Randy Koetje November 17, 2012 at 09:58 PM
CM Boundy-Sanders cites the Sustainable Development Study as one consideration for voting to round down, also stating that creating ¾ acre lots does not preserve certain aspects of neighborhood character. I find it interesting that this Study was referenced, since it is a very biased and inconsistent document. The City and CAP pushed for the results they wanted, the process was far from objective. But not all of the findings against sewers or development were gleaned from the report. For example, the study states that based on neighborhood character alone, most of the R1 has zoning consistencies of R2 and R4; states that if sewer service were provided to Lake Leota lots this would likely provide substantial benefits to lake water quality. The Study was conducted for the R1 zoned areas only and does not consider non-R1, therefore may be limiting for making citywide policy. One only needs to overlay the critical areas map with the city zoning map to see that most of the R4 areas (very close proximity to the Sammamish River) are encumbered with steep slopes, erosion and seismic areas, whereas most of the R1 is not. So if environmental and woodland character concerns are most important, these must be viewed at least from a citywide perspective. Based on that, and the restrictive nature of 532 to promote housing choice, I quite frankly do not agree with the reasoning and conclusions drawn by CM Boundy-Sanders.
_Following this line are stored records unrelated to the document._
PR #5097, opened 2022-01-26
Rotate stream files

EndUser509:
#### Description

This PR adds support for rotating saved stream files every hour or day. The path supplied via `--save-stream-file` is now passed through strftime(). Directories in the path are created on the fly. Flows are stored in files according to the end time, not the start time.

#### Checklist


EndUser509:
Any advice on what I can do to pass the two failed checks here?

mhils:
> Any advice on what I can do to pass the two failed checks here?

All files in `mitmproxy/addons` are required to have 100% test coverage by a matching file in `test/mitmproxy/addons`. :)

EndUser509:
OK, I'll leave this open and try to add the missing tests. 
What are the chances that this PR will be accepted once that all checks pass?

mhils:
I thought i left a review, but apparently that got lost:

1. I think I'd be happy to merge a PR that adds support for `strftime`-style placeholders.
2. Ideally we can add that with much less complexity than what is introduced in this PR. 
3. I don't really understand what `save_stream_period` does, but I haven't looked closely.

EndUser509:
I added the missing tests but also used `pragma: no cover` where tests were too complicated. Especially code sections depending on the actual current time. I hope it is enough for your quality control though.

EndUser509:
> I thought I left a review, but apparently that got lost:
> 
>     1. I think I'd be happy to merge a PR that adds support for `strftime`-style placeholders.

That is actually only a means to an end: To save flows in individual stream files for every hour or day.

>     2. Ideally we can add that with much less complexity than what is introduced in this PR.

If you want to get rid of detailed error reporting you can strip it down a little. A python crack can optimize a few statements maybe.
 
>     3. I don't really understand what `save_stream_period` does, but I haven't looked closely.

The point is that every hour or day the flows are saved into a new file. Maybe there is a better term than period, but in the end each stream file contains the flow of one or 24 hours. 

While running I think it is not a good idea to terminate just because you cannot save to a file anymore. If a new stream file cannot be opened it logs an error.

>     4. My mitmproxy capacity will be really limited in the next few weeks, so please don't expect a speedy review.

NP, I leave things like that, take your time. I move on to getting a POC for HTTP/2 PING via times.

mitmproxy/addons/save.py
```diff
@@ -54,6 +108,16 @@ def configure(self, updated):
                     raise exceptions.OptionsError(str(e)) from e
             else:
                 self.filt = None
+        if "save_stream_period" in updated:
+            if ctx.options.save_stream_period:
+                if ctx.options.save_stream_period == 'hour':
```
ericbeland, line 109: Instead of two hard-coded options, what about save_stream_hours as the number of hours for rotation?   24 for a day, or 0.25 for every fifteen minutes? An hour of video might be too much in some scenarios?

EndUser509: That would work too, although it would get tedious for 10 minute intervals. In this case I would suggest to go with `save_stream_minutes` or `save_stream_seconds` to keep the supplied number an integer. We could discuss if sub-minute resolution is really a use case but I would be fine with seconds.

Prinzhorn: There surely is some standard way in Python to have human readable interval format (like CRON but in nice). We do the same in other options, e.g. you can specify `3m` in `stream_large_bodies` for 3 megabytes. I'm sure we're not the first that want something like `24h` oder `15min` and have it parse into a duration/interval.

mhils:
> The point is that every hour or day the flows are saved into a new file. Maybe there is a better term than period, but in the end each stream file contains the flow of one or 24 hours.

Maybe I'm misunderstanding things (I also haven't looked to deeply), but my understanding was that if I specify
``` 
logs/%Y-%m-%d.mitm
```
as the output filename, mitmdump would automatically rotate to `logs/$today.mitm` at midnight. So if I want an hourly file I just put that as part of the filename. What do I need `save_stream_period` for? I think `strftime` is cheap enough to be called on every flow, the rest of the serialization is much more work.

mhils:
I think it would be a good idea to `sys.exit(1)` if we fail to write to the stream file, this is really a scenario where I as a user want to be notified visibly.

> This file may actually remain empty 

So be it, let's not overengineer things. :)

EndUser509:
Just noticed #4888 which concludes to exit on any `OSError` in `save.py`. My current implementation gracefully logs all errors but does not exit. My preference is to keep the proxy running, keeping functionality for clients. But we have two conflicting PRs here.

EndUser509:
OK, then I'll rewrite it with string comparison after `strftime()` as trigger. And with hard failure. It will take a moment to test it on my production system first and update the test cases. I hope `pragma: no cover` is fine for you for the code branches with `exit(1)`. :)

mhils:
You can use purest.raises with SystemExit, and the monkeypatch fixture to trigger an OSError. 😉

EndUser509:
OK, this version is I think ready and does what was discussed above. I had to regroup some functions but I think its compact and robust this way. Tests are also updated.

mhils:
@EndUser509: I've simplified the logic a bit. Could you please review to see if I missed anything?

mhils:
fixes #4888

EndUser509:
> @EndUser509: I've simplified the logic a bit. Could you please review to see if I missed anything?

Looks nice and compact, more than I could have done. I didn't spot anything, the code still seems to do what it is supposed to.
I am running this version of `save.py` now and so far no problems.

PR #5098, opened 2022-01-26
Save streamed data

EndUser509:
#### Description

This is a PR for a new sample addon that saves streamed data in individual files. It complements `save.py` in a way and allows to store all data passing through.
Documentation is in the addon.

#### Checklist


EndUser509:
Here too, some advice on how to pass all test would help. :)

PR #5099, opened 2022-01-26
Save streamed data2

EndUser509:
#### Description

This is a PR for a new sample addon that saves streamed data in individual files. It complements `save.py` in a way and allows to store all data passing through.
Documentation is in the addon.

#### Checklist


EndUser509:
Here you go. I was wondering if I missed some cleanup or error handling. So far I have not noticed that it leaks file handles which would be a lot worse then just a little memory.

vaibhavpacharya (approved):
👍

PR #5100, opened 2022-01-27
an ntlm upstream addon for http \ https

mrsiano:
Ntlm upstream proxy for http https all http methods
a monkey patching, to override the upstream handshake in order to inject the ntlm handshake flow
#### Description

ntlm upstream proxy caps 

#### Checklist

I did not did this further steps


mrsiano:
@mhils ptal

PR #5102, opened 2022-01-31
Pass the flow to the stream modify function

Prinzhorn:
#### Description

I need the flow and I think as second parameter it's not a breaking change and won't hurt?
Do I even need to write a test for this?

I'm currently doing this:

```py
def responseheaders(flow):
    if flow.response.headers.get('content-type', '').startswith('text/event-stream'):
        def modify(data: bytes) -> Union[bytes, Iterable[bytes]]:
            # Do something here that requires the flow to decide what to do with data.
            print(flow.id, data)
            return data

        flow.response.stream = modify
```

which doesn't look Python (JS callbacks anyone?) and also leaks memory because when the flow is done processing `stream` keeps pointing to the function that is never being called any longer.

#### Checklist

### DIFF
--- a/mitmproxy/http.py
+++ b/mitmproxy/http.py
@@ -250,7 +250,7 @@ class Message(serializable.Serializable):
         self.data.set_state(state)
 
     data: MessageData
-    stream: Union[Callable[[bytes], Union[Iterable[bytes], bytes]], bool] = False
+    stream: Union[Callable[[bytes, flow.Flow], Union[Iterable[bytes], bytes]], bool] = False
     """
     This attribute controls if the message body should be streamed.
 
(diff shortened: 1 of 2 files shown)


mhils:
This breaks existing stream functions that only expect one argument to be given. I don't think memory leak is the right characterization. It does consume a bit more memory, but it should be freed together with the flow - which means it does not leak. If you dislike the inline method, you can also use `functools.partial`:

```python
def modify(data: bytes, flow: http.HTTPFlow) -> Union[bytes, Iterable[bytes]]:
    ...

def responseheaders(flow):
    flow.response.stream = functools.partial(modify, flow=flow)
```

Prinzhorn:
TIL about `functools`. At this rate I'll learn Python in no less than two decades :+1:

PR #6442, opened 2023-11-01
cheat knowbe4

yaitskov:
#### Description

Avoid boring quiz from knowbe4


mhils:
Thanks! I appreciate the intent, but - while benign - that's not the type of example we want to host. :)

PR #6443, opened 2023-11-02
Feat(*) : Allow Cors requests in web

levyitay:
#### Description

Added the option to allow cors requests for WS and http web requests.
This feature can be turn on with `allow_cors` option.
It will allow us to use a standalone web ui with the MITMProxy backend implementation.
#### Checklist


Prinzhorn:
Not sure why this PR has been lying around for so long. Two thoughts:

1. You deactivate all other security headers, since they're in the `else` branch
2. I would prefer an explizit origin, or else visiting a malicious website would mean they can read all your mitmproxy data. But I guess this has become a non-issue with the introduction of web-password.

levyitay:
Thanks @Prinzhorn 
If you still think this feature is important I can work on it, otherwise we can close the PR

mitmproxy/tools/cmdline.py
```diff
@@ -140,7 +140,7 @@ def mitmweb(opts):
     opts.make_parser(group, "web_open_browser")
     opts.make_parser(group, "web_port", metavar="PORT")
     opts.make_parser(group, "web_host", metavar="HOST")
-
+    opts.make_parser(group, "allow_cors")
```
Prinzhorn, line 143: `web_allow_cors`

mitmproxy/tools/web/app.py
```diff
@@ -290,6 +299,11 @@ def open(self):
     def on_close(self):
         self.connections.discard(self)
 
+    def check_origin(self, origin):
```
Prinzhorn, line 302: Please explain. Doesn't this prevent normal ws connection?

mitmproxy/tools/web/app.py
```diff
@@ -498,8 +512,6 @@ def get(self, flow_id, message):
         cd = f"attachment; filename={filename}"
         self.set_header("Content-Disposition", cd)
         self.set_header("Content-Type", "application/text")
-        self.set_header("X-Content-Type-Options", "nosniff")
```
Prinzhorn, line 501: Why remove?

Prinzhorn (changes requested):
I've added some more comments. In general I see value in adding this. But I'm not sure how you're going to make this work with web password. You definitely need to allow credentials in CORS but not sure how you're going to authenticate the other frontend.

PR #6458, opened 2023-11-04
Handle "path" KeyError in the savehar addon

pogzyb:
Use `.get` when retrieving "path" from the `attrs` cookie dict. This avoids the occasional `KeyError`. 

#### Description

Modifies a line in the `format_response_cookies` function in the `savehar.py` addon. I'm not sure if there is another underlying issue preventing the "path" key from making it into the `attrs` dict, but either way this solved issues I was experiencing.

#### Checklist


stanleygvi:
Thanks for catching this 😄!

Dale Knapinski November 18, 2012 at 04:17 AM
Randy, it would appear that the majority of Woodinville voters supported council candidates that would protect the R-1. It should come as no surprise that the council has done just what most residents wanted. Keeping residential development downtown where infrastructure is in place and city services are close at hand makes sense. We could use some additional building heights downtown to encourage development where we want to see it, but at least we are moving in the right direction. You are correct that there should be housing choices, and Woodinville citizens made their choice at the polls.
Dale Knapinski November 18, 2012 at 04:30 AM
With respect to sewers contributing to water quality near Lake Leota, I fail to see how increasing impervious surfaces with R-4 zoning would improve water quality. The existing septic systems are not the major cause of water quality issues at most lakes. Lawn chemicals, detergents, runoff from roads, removal of the tree canopy, and the lack of natural filtering in local wetlands and aquifers cause more damage to our lakes and streams than a properly functioning septic system would. Adding sewers alone might eliminate some pollution issues, but if sewers bring 4 times the number of homes, the benefit of sewers goes down the drain.